The task
Within the records below, how many lines hold the word "processed"? Only the number should be returned.

[Stored items from a collection]
PR #2436, opened 2021-06-16
Remove manual crashes via nullptr dereferencing.

danielfenner:
Depending on the compiler this is translated into an illegal opcode. It doesn't
add much to the functionality so we just get rid of it.

### DIFF
--- a/src/GrpcProtos/services.proto
+++ b/src/GrpcProtos/services.proto
@@ -98,7 +98,6 @@ service FramePointerValidatorService {
 message CrashOrbitServiceRequest {
   enum CrashType {
     CHECK_FALSE = 0;
-    NULL_POINTER_DEREFERENCE = 1;
     STACK_OVERFLOW = 2;
   }
   CrashType crash_type = 1;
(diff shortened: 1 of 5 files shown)


src/GrpcProtos/services.proto
```diff
@@ -98,7 +98,6 @@ service FramePointerValidatorService {
 message CrashOrbitServiceRequest {
   enum CrashType {
     CHECK_FALSE = 0;
-    NULL_POINTER_DEREFERENCE = 1;
```
beckerhe, line 101: Is there some best-practice with removing enum values here? Should we mark the id as reserved or something?

beckerhe (approved):
LGTM

src/GrpcProtos/services.proto
danielfenner: Yes, deleting from a proto hurt a bit when typing it. But since we do not care about staying compatible with different versions of service <-> client we don't care. And this thing is never serialized.

However we can keep the field and deprecate it which would be the more robust version of handling this. I'll bring this up in a standup.

danielfenner: "deprecated = true" did not work for unclear reason, prefixing the member with OBSOLETE_ is another way to mark deprecated members.

beckerhe: Thanks. SGTM!

PR #548, opened 2019-02-01
Fix typo `tree_hash_root` -> `hash_tree_root`

hwwhww:


specs/core/0_beacon-chain.md
```diff
@@ -1660,7 +1660,7 @@ Below are the processing steps that happen at every slot.
 
 #### Block roots
 
-* Let `previous_block_root` be the `tree_hash_root` of the previous beacon block processed in the chain.
+* Let `previous_block_root` be the `hash_tree_root` of the previous beacon block processed in the chain.
```
JustinDrake: Somewhat inconsistent with "Tree hash" in https://github.com/ethereum/eth2.0-specs/blob/master/specs/simple-serialize.md#tree-hash

djrtwo: I'd say call that section "Hash Tree"

djrtwo: * It's a hash-tree. -- we get the hash-tree root.
* It's a special type of hashing, "tree hashing" -- we tree hash the object.

Both are fine but we should pick one and be consistent. I'm in favor of `hash_tree_root` and calling it a hash tree. For the verb we "get the root of the hash-tree"

djrtwo: So what do we want to do here?

hwwhww: Personally, I'm fine with having some "tree hash" in the SSZ spec, kind of getting used to it, and I think we say it frequently...?

And we also have `tree_hash.py` in `py-ssz`...

djrtwo: yeah, that's fine. approved? Merge?

Issue #556, opened 2019-02-02
Little vs big endian


jannikluhn:
SSZ has been updated to little endian integer encoding, but the phase 0 spec still uses big endian encoding at a few of sites. Is there a specific reason for this? If not I'd advocate for using little endian here as well for the sake of consistency.

djrtwo:
Good call. Agreed on consistency.

hwwhww:
Hmmm, I feel *not* fully comfortable with this change for some reasons:
1. eth1.0 is still a big-endian world - so all the bytes conversion on deposit contract are still in big-endian.
2. Our BLS spec uses big-endian now. Moreover, [`BLS12-381`curve](https://github.com/zkcrypto/pairing/blob/183a64b08e9dc7067f78624ec161371f1829623e/src/bls12_381/README.md#serialization) uses big-endian now.

That's said, IMHO it's okay to only use little-endian in SSZ.

djrtwo:
Yeah, there is actually a bug in the spec right now. The amount and timestamp logged in `deposit_data` from the deposit contract is assumed to be in a well formatted SSZ `DepositData` object. If we are to keep ssz little endian, then we need to either do the conversion in the deposit contract or clean it up on the 2.0 side. I asked the vyper guys if there is a built-in for `int` to little-endian bytes and they said no. This is definitely an argument for big endian...


contract code snippet below:
```python
deposit_amount: bytes[8] = slice(concat("", convert(msg.value / GWEI_PER_ETH, bytes32)), start=24, len=8)
deposit_timestamp: bytes[8] = slice(concat("", convert(block.timestamp, bytes32)), start=24, len=8)
deposit_data: bytes[528] = concat(deposit_amount, deposit_timestamp, deposit_input)
```

arnetheduck:
My general take on this would be that for types that have a `canonical` serialization defined outside of the logic of the Eth2 spec, we should use `bytesX` types in the Eth2 spec - for example, a keypair is generally not considered to be an integer or a point on the curve, from the point of view of the consumer of the key - instead, it's just a blob that you pass as-is to the cryptography black box, and you let the cryptography black box define that serialization on its own terms, compartmentalized.

This goes for hashes, keys and other similar types.

[...]

PR #564, opened 2019-02-03
convert int_to_bytes to little endian

djrtwo:
addresses #556

### DIFF
--- a/specs/core/0_beacon-chain.md
+++ b/specs/core/0_beacon-chain.md
@@ -710,8 +710,8 @@ def shuffle(values: List[Any], seed: Bytes32) -> List[Any]:
             if remaining == 1:
                 break
 
-            # Read 3-bytes of `source` as a 24-bit big-endian integer.
-            sample_from_source = int.from_bytes(source[position:position + rand_bytes], 'big')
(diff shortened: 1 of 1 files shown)


specs/core/0_beacon-chain.md
```diff
@@ -710,8 +710,8 @@ def shuffle(values: List[Any], seed: Bytes32) -> List[Any]:
             if remaining == 1:
                 break
 
-            # Read 3-bytes of `source` as a 24-bit big-endian integer.
-            sample_from_source = int.from_bytes(source[position:position + rand_bytes], 'big')
+            # Read 3-bytes of `source` as a 24-bit little-endian integer.
+            sample_from_source = int.from_bytes(source[position:position + rand_bytes], 'little')
```
```suggestion
            sample_from_source = int_to_bytes3(source[position:position + rand_bytes])
```

djrtwo: We want to convert bytes-to-int, not int-to-bytes. `int.from_bytes` is correct, but definitely very pythonic

hwwhww: Oooh, sorry for the misreading.
And I added `bytes_to_int` in #576.

PR #571, opened 2019-02-04
Update fork choice rule

vbuterin:
* Use validator indices instead of validators
* Weight each validator by `int(balance)` at the position of the start state instead of one weight unit regardless of balance (using `int(balance)` instead of balance to reduce the number of recalculation events implementers will have to deal with).

### DIFF
--- a/specs/core/0_beacon-chain.md
+++ b/specs/core/0_beacon-chain.md
@@ -1578,7 +1578,7 @@ def lmd_ghost(store: Store, start_state: BeaconState, start_block: BeaconBlock) 
 
     def get_vote_count(block: BeaconBlock) -> int:
         return sum([
-            int(start_state.validator_balances[validator_index])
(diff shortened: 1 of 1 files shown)


specs/core/0_beacon-chain.md
```diff
@@ -1570,19 +1570,16 @@ def lmd_ghost(store: Store, start_state: BeaconState, start_block: BeaconBlock)
...
+        (validator_index, get_latest_attestation_target(store, validator_index))
+        for validator_index in active_validator_indices
     ]
 
     def get_vote_count(block: BeaconBlock) -> int:
-        return len([
-            target
-            for target in attestation_targets
+        return sum([
+            int(start_state.validator_balances[validator_index])
```
djrtwo: This should be `get_effective_balance(start_state.validator_balances[validator_index])`

```suggestion
            int(get_effective_balance(start_state.validator_balances[validator_index]))
```

PR #575, opened 2019-02-05
Use little endian bit order

arnetheduck:
Slightly more simple and common to find bit n at position `1 << n`

### DIFF
--- a/specs/core/0_beacon-chain.md
+++ b/specs/core/0_beacon-chain.md
@@ -1059,7 +1059,7 @@ def get_bitfield_bit(bitfield: bytes, i: int) -> int:
     """
     Extract the bit in ``bitfield`` at position ``i``.
     """
-    return (bitfield[i // 8] >> (7 - (i % 8))) % 2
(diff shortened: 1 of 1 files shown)


arnetheduck:
Relevant ref: https://en.wikipedia.org/wiki/Endianness#Bit_endianness

hwwhww:
Ah, sorry, I just realize, maybe we need to update `verify_bitfield` too.
```python
def verify_bitfield(bitfield: bytes, committee_size: int) -> bool:
    """
    Verify ``bitfield`` against the ``committee_size``.
    """
    if len(bitfield) != (committee_size + 7) // 8:
        return False

    # Check `bitfield` is padded with zero bits only
    for i in range(committee_size, len(bitfield) * 8):
        if get_bitfield_bit(bitfield, i) == 0b1:
            return False

    return True
```

The padding zero part.

hwwhww:
^^^^^ False alarm. 🤦‍♀️ 

@djrtwo @vbuterin can we merge it?

JustinDrake:
Agreed this is simpler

Solution to this problem
2